What I don't know is whether MTU should always be set to a value lower than 1500, or only sometimes depending on MTU values along the path.

Also should MTU be set to a constant value, and if so which one, or variable values depending on MTU values along the path? In the latter case, how to discover MTU values along the path?

Other sources refer to setting MSS, not MTU.

On Linux there are tools to discover MTU values along the path. See for example tracepath. I have also read MTU woes in IPsec tunnels and how you can fix it and Path MTU discovery in practice and although I don't have time to really understand it, setting MTU does not seem that a robust technique after all...

Some links:

robmukai commented 7 years ago

@DimitriPapadopoulos I agree with all 5 of your bullet points. Unfortunately, your questions go beyond my abilities. I guess my thought would be to see if we can figure out how FortiClient/Windows figures out the MTU and how it lowers it on the tunnel.
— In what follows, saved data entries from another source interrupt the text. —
PR #4284, opened 2026-06-24
fix: Sliver Gravemother encore activating at X=0 or for free (#3997)

### LINKED ISSUE #3997: Encore bug — The AI, while controlling Sliver Gravemother, can choose X=0 to encore a Sliver Legion (MV=5) The AI is al…
Reported in Discord: https://discord.com/channels/1485498006781427802/1517863308949196810/1517863308949196810

**Thread:** Encore bug
**Cards:** sliver gravemother, sliver legion
**Parser status:** has_gaps

## Summary
The AI, while controlling Sliver Gravemother, can choose X=0 to encore a Sliver Legion (MV=5)

The AI is also able to pay less than 5 mana to activate

### sliver gravemother
The "legend rule" doesn't apply to Slivers you control.
Each Sliver creature card in your graveyard has encore {X}, where X is its mana value.
Encore {5} ({5}, Exile this card from your graveyard: For each opponent, create a token copy that attacks that opponent this turn if able. They gain haste. Sacrifice them at the beginning of the next end step. Activate only as a sorcery.)
### sliver legion
All Sliver creatures get +1/+1 for each other Sliver on the battlefield.

---
<sub>report_id: `discord:1517863308949196810:1517863308949196810:0` · discord: `1517863308949196810/1517863308949196810`</sub>

andriypolanski:
## Summary

- Fixes [issue #3997](https://github.com/phase-rs/phase/issues/3997): while controlling Sliver Gravemother, the AI could Encore Sliver Legion (MV=5) with X=0 or otherwise pay less than the required mana.
- Concretizes `SelfManaCost` / `SelfManaValue` placeholders and bound `{X}` encore costs at **activation fetch time**, before legality checks, ChooseX, and payment.
- Adds integration regression tests for Sliver Legion encore costing `{5}`, skipping `ChooseXValue`, and rejecting activation when mana is insufficient.

## Problem

Sliver Gravemother grants each Sliver creature card in your graveyard encore `{X}`, where X is its mana value (CR 702.141a + CR 202.3). Two gaps let activation proceed for free or at X=0:

1. **Unresolved self-referential placeholders** — the mana payment path treats `ManaCost::SelfManaCost` / `SelfManaValue` as free (`can_pay_for_spell` / `pay_cost_with_demand_and_choices`).
2. **Literal `{X}` entering ChooseX** — if the synthesized cost still carries a symbolic `{X}` shard, activation detours to `ChooseXValue` with min=0. Encore's effect does not reference X, so the AI's `XValuePolicy` leaves X=0 as the default.

Prior work in #3655 / #4062 fixed parsing and runtime synthesis, but activation still fetched costs that could reach payment/ChooseX unresolved.

## Fix

**`activation_ability_definition`** (single fetch authority for legality + activation) now:

1. **`resolve_self_mana_in_ability_cost`** — recursively resolves `SelfManaCost` / `SelfManaValue` anywhere in the activated ability cost tree against the source object.
2. **`concretize_encore_mana_value_in_ability_cost`** — for `Effect::Encore`, if the cost still has `{X}`, concretizes it to the source card's mana value so Encore never enters `ChooseXValue` with a choosable zero.

## Changes

| File | Change |
|------|--------|
| `crates/engine/src/game/keywords.rs` | Add `resolve_self_mana_in_ability_cost` and `concretize_encore_mana_value_in_ability_cost` |
| `crates/engine/src/game/casting.rs` | Wire both resolvers in `activation_ability_definition` |
| `crates/engine/tests/integration/issue_3997_sliver_gravemother_encore_legion.rs` | Regression: MV=5 encore costs `{5}`, no ChooseX, illegal without full mana |
| `crates/engine/tests/integration/main.rs` | Register new test module |

## Test plan

- [x] `cargo test -p engine issue_3997_sliver_gravemother_encore_legion`
- [x] `cargo test -p engine issue_3655_sliver_gravemother_encore` (existing #3655 coverage)
- [ ] Manual: Sliver Gravemother on battlefield, Sliver Legion in graveyard — Encore should cost `{5}` and be unpayable without five mana; AI should not offer X=0

### DIFF
--- a/crates/engine/src/game/casting.rs
+++ b/crates/engine/src/game/casting.rs
@@ -143,21 +143,34 @@ fn activation_ability_definition(
     source_id: ObjectId,
     ability_index: usize,
 ) -> Option<AbilityDefinition> {
-    let obj = state.objects.get(&source_id)?;
-    if let Some(ability) = obj.abilities.get(ability_index) {
-        return Some(ability.clone());
+    let Some(obj) = state.objects.get(&source_id) else {
+        return None;
+    };
+    let mut ability = if let Some(ability) = obj.abilities.get(ability_index) {
+        ability.clone()
+    } else {
+        let offset = ability_index.checked_sub(obj.abilities.len())?;
+        // Must match the append order in `activated_ability_definitions`: printed
+        // abilities first, then runtime-granted cycling, then runtime-granted
+        // graveyard activated (Encore/Scavenge).
+        runtime_granted_cycling_abilities(state, source_id)
+            .into_iter()
+            .chain(runtime_granted_graveyard_activated_abilities(
+                state, source_id,
+            ))
+            .nth(offset)?
+    };
+    if let Some(ref cost) = ability.cost {
+        ability.cost = Some(super::keywords::resolve_self_mana_in_ability_cost(
+            state, source_id, cost,
+        ));
     }
-
-    let offset = ability_index.checked_sub(obj.abilities.len())?;
-    // Must match the append order in `activated_ability_definitions`: printed
-    // abilities first, then runtime-granted cycling, then runtime-granted
-    // graveyard activated (Encore/Scavenge).
-    runtime_granted_cycling_abilities(state, source_id)
-        .into_iter()
-        .chain(runtime_granted_graveyard_activated_abilities(
-            state, source_id,
-        ))
-        .nth(offset)
+    if matches!(ability.effect.as_ref(), Effect::Encore) {
+        if let Some(ref mut cost) = ability.cost {
+            super::keywords::concretize_encore_mana_value_in_ability_cost(state, source_id, cost);
+        }
+    }
+    Some(ability)
 }
 
 pub(crate) fn variable_speed_payment_range(cost: &AbilityCost, max_speed: u8) -> Option<(u8, u8)> {
--- a/crates/engine/src/game/casting.rs
+++ b/crates/engine/src/game/casting.rs
@@ -143,9 +143,7 @@ fn activation_ability_definition(
     source_id: ObjectId,
     ability_index: usize,
 ) -> Option<AbilityDefinition> {
-    let Some(obj) = state.objects.get(&source_id) else {
-        return None;
-    };
+    let obj = state.objects.get(&source_id)?;
     let mut ability = if let Some(ability) = obj.abilities.get(ability_index) {
         ability.clone()
     } else {
--- a/crates/engine/src/game/keywords.rs
+++ b/crates/engine/src/game/keywords.rs
@@ -1744,7 +1744,6 @@ mod tests {
     }
 
     use crate::game::combat::{AttackerInfo, CombatState};
-    use crate::game::zones::create_object;
     use crate::types::events::GameEvent;
     use crate::types::game_state::GameState;
 
@@ -1957,7 +1956,6 @@ mod tests {
     #[test]
     fn ninjutsu_enter_as_copy_defers_combat_placement_until_copy_resolves() {
         use crate::game::engine::apply_as_current;
-        use crate::game::zones::create_object;
         use crate::types::ability::{
             AbilityDefinition, AbilityKind, ContinuousModification, Effect, ReplacementDefinition,
             ReplacementMode, TargetFilter, TargetRef, TypeFilter, TypedFilter,
--- a/crates/engine/src/game/keywords.rs
+++ b/crates/engine/src/game/keywords.rs
@@ -956,10 +956,12 @@ mod tests {
     use std::sync::Arc;
 
     use crate::ai_support::legal_actions;
+    use crate::game::zones::create_object;
     use crate::types::ability::{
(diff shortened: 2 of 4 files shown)


matthewevans (changes requested):
VERDICT: request-changes

This is working on a real engine bug (#3997), and the chosen activation-fetch seam is plausible because both legality and activation payment read through `activation_ability_definition`. I also evaluated Gemini's review: the `PerCounter` concern is a real maintainability gap in the new helper's stated contract, while the request to rename/generalize the encore-specific helper is less important than preserving the right semantics for bound-X encore.

**[LOW] Recurse through `AbilityCost::PerCounter` or narrow the helper contract.** Evidence: `resolve_self_mana_in_ability_cost` says it resolves placeholders anywhere in an activated ability cost tree, but its match only descends into `Composite` and `OneOf` (`crates/engine/src/game/keywords.rs:256` / `:262`) and clones all other wrappers. `AbilityCost::PerCounter { base, .. }` is an existing recursive cost wrapper (`crates/engine/src/types/ability.rs:6580`), and existing cost-tree APIs recurse through its `base` (for example `AbilityCost::categories`). The same shape also matters for `concretize_encore_mana_value_in_ability_cost`, which only descends through `Composite` / `OneOf` at `crates/engine/src/game/keywords.rs:292`. Why it matters: the current Sliver Gravemother path likely uses a simple composite mana+exile cost, but these helpers are now general activation-cost tree utilities at a hot seam. If a future granted activated ability carries `PerCounter { base: Mana(SelfManaValue or X), .. }`, this will silently leave the placeholder unresolved and payment/ChooseX can fall back to the same free/X=0 class of bug. Suggested fix: either add a `PerCounter { base, .. }` arm that recursively rewrites/concretizes `base`, or make the helper name/comment explicitly scoped to the exact current cost shapes and avoid claiming whole-tree coverage.

**[LOW] Move the new inline imports to module scope.** Evidence: the PR adds `use crate::types::ability::AbilityCost;` inside `resolve_self_mana_in_ability_cost` (`crates/engine/src/game/keywords.rs:251`) and `use crate::game::casting_costs::cost_has_x;` plus another `AbilityCost` import inside `concretize_encore_mana_value_in_ability_cost` (`crates/engine/src/game/keywords.rs:281`). The repo instruction is explicit that imports belong at the top of the file, and this module already imports `AbilityCost` at module scope. Suggested fix: reuse the existing module-level `AbilityCost` import and add `cost_has_x` at module scope, or qualify the call directly if you prefer not to import it.

No approval, label, or enqueue on this head: the PR is BEHIND and the Rust lint job is already failing, so it does not satisfy the maintainer bar yet.

matthewevans (changes requested):
VERDICT: request-changes

Re-reviewed current head `3748e1cf6e` after the follow-up. Prior `PerCounter` recursion concern is addressed for both helper paths, and the helper-body inline imports from the previous review were moved to module scope. Gemini’s generalization comment remains non-blocking for the same reason as before: this helper is only called under the Encore effect guard.

**[LOW] Move the new test-body imports to the test module scope.** Evidence: the follow-up adds `use crate::game::zones::create_object;`, `use crate::types::ability::TargetFilter;`, and `use crate::types::counter::CounterType;` inside both new test functions (`crates/engine/src/game/keywords.rs:989` and `crates/engine/src/game/keywords.rs:1037`). Why it matters: the repository instruction is explicit that imports belong at the top of the file/module, and this follow-up reintroduces the same inline-import hygiene issue in the new test coverage. Suggested fix: add those three imports beside the existing `#[cfg(test)] mod tests` imports and remove the function-local `use` lines.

DimitriPapadopoulos commented 7 years ago

@robmukai For what it's worth, I've just looked up MTU values of the different interfaces on Ubuntu 16.04 LTS :

The MTU of the PPP connection is set to 1354 automatically. I haven't had to force or specify anything here. Isn't that the case when you run openfortivpn?

robmukai commented 7 years ago

@DimitriPapadopoulos Ok this is really weird. So I reset my MTU on the wifi conntection back to "auto" and now the ppp0 connections is showing an MTU:1354 as well. So funny thing, it works without changing the MTU now. Not sure what would have caused it to not work before?

DimitriPapadopoulos commented 7 years ago

Strange indeed. As far as i can see, openfortivpn does not set the MTU. It has to be handled by pppd.

From the PPPD(8) man page:

mtu n Set the MTU [Maximum Transmit Unit] value to n. Unless the peer requests a smaller value via MRU negotiation, pppd will request that the kernel networking code send data packets of no more than n bytes through the PPP network interface. Note that for the IPv6 protocol, the MTU must be at least 1280.

My guess is that this was a problem with path MTU discovery over pppd. Sometimes MTU discovery doesn't work because of poorly configured “security” appliances. Perhaps something changed along the path?

DimitriPapadopoulos commented 7 years ago

If MTU discovery does not work as expected, users should probably work around the issue in the software responsible for MTU discovery, namely pppd as far as I can tell.

So one answer might be that this is not openfortivpn issue.

On the other hand openfortivpn could have an option to force MTU, that would simply be passed to pppd as option mtu.

DimitriPapadopoulos commented 7 years ago

For the record the MRU is actually set by openfortivpn to 1354:

        char *args[] = {
            "/usr/sbin/pppd", "38400", "noipdefault", "noaccomp",
            "noauth", "default-asyncmap", "nopcomp", "receive-all",
            "nodefaultroute", ":1.1.1.1", "nodetach",
            "lcp-max-configure", "40", "mru", "1354",
            NULL, NULL, NULL, NULL,
            NULL, NULL, NULL, NULL,
            NULL
        };

This a mystery! I'll close the issue for now, but do not hesitate to come back to us if needed.

CristianCardosoA commented 7 years ago

Iḿ using Fedora 26. I installed version 1.5.0

Iḿ getting this issue: pppd: The link was terminated because the peer is not responding to echo requests.

What can I do ?

DimitriPapadopoulos commented 7 years ago

Two things you can do :-)

  1. Nothing if it works for you - I'm aware of this error message and I will find a workaround.
  2. Open an new issue if it doesn't work for you.